> **Your assignment**: Transcribe exactly the lines that fall between the one holding "Add timestamps to OC schedule join table" and the one holding "through: :cached_incoming_exchanges, uniq: true", inclusive, from the entries below.

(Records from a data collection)
★ ★ ★ ★ ★ ★ ★

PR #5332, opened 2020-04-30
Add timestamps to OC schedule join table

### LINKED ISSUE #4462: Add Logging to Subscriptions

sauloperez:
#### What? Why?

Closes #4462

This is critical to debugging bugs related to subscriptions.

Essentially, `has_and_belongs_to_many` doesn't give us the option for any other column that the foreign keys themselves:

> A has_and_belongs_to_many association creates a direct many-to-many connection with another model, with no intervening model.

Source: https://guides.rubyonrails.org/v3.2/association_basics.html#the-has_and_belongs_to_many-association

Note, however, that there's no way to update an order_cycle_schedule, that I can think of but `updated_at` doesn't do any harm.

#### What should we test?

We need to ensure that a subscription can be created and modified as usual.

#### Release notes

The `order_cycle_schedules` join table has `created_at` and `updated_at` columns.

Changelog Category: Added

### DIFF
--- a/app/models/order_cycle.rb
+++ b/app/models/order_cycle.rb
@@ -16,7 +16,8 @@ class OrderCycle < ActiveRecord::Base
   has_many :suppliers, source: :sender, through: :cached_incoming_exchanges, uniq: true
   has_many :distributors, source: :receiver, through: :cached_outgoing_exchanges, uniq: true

★ ★ ★ ★ ★ ★ ★

> **Exercise response**:
Add timestamps to OC schedule join table

### LINKED ISSUE #4462: Add Logging to Subscriptions

sauloperez:
#### What? Why?

Closes #4462

This is critical to debugging bugs related to subscriptions.

Essentially, `has_and_belongs_to_many` doesn't give us the option for any other column that the foreign keys themselves:

> A has_and_belongs_to_many association creates a direct many-to-many connection with another model, with no intervening model.

Source: https://guides.rubyonrails.org/v3.2/association_basics.html#the-has_and_belongs_to_many-association

Note, however, that there's no way to update an order_cycle_schedule, that I can think of but `updated_at` doesn't do any harm.

#### What should we test?

We need to ensure that a subscription can be created and modified as usual.

#### Release notes

The `order_cycle_schedules` join table has `created_at` and `updated_at` columns.

Changelog Category: Added

### DIFF
--- a/app/models/order_cycle.rb
+++ b/app/models/order_cycle.rb
@@ -16,7 +16,8 @@ class OrderCycle < ActiveRecord::Base
   has_many :suppliers, source: :sender, through: :cached_incoming_exchanges, uniq: true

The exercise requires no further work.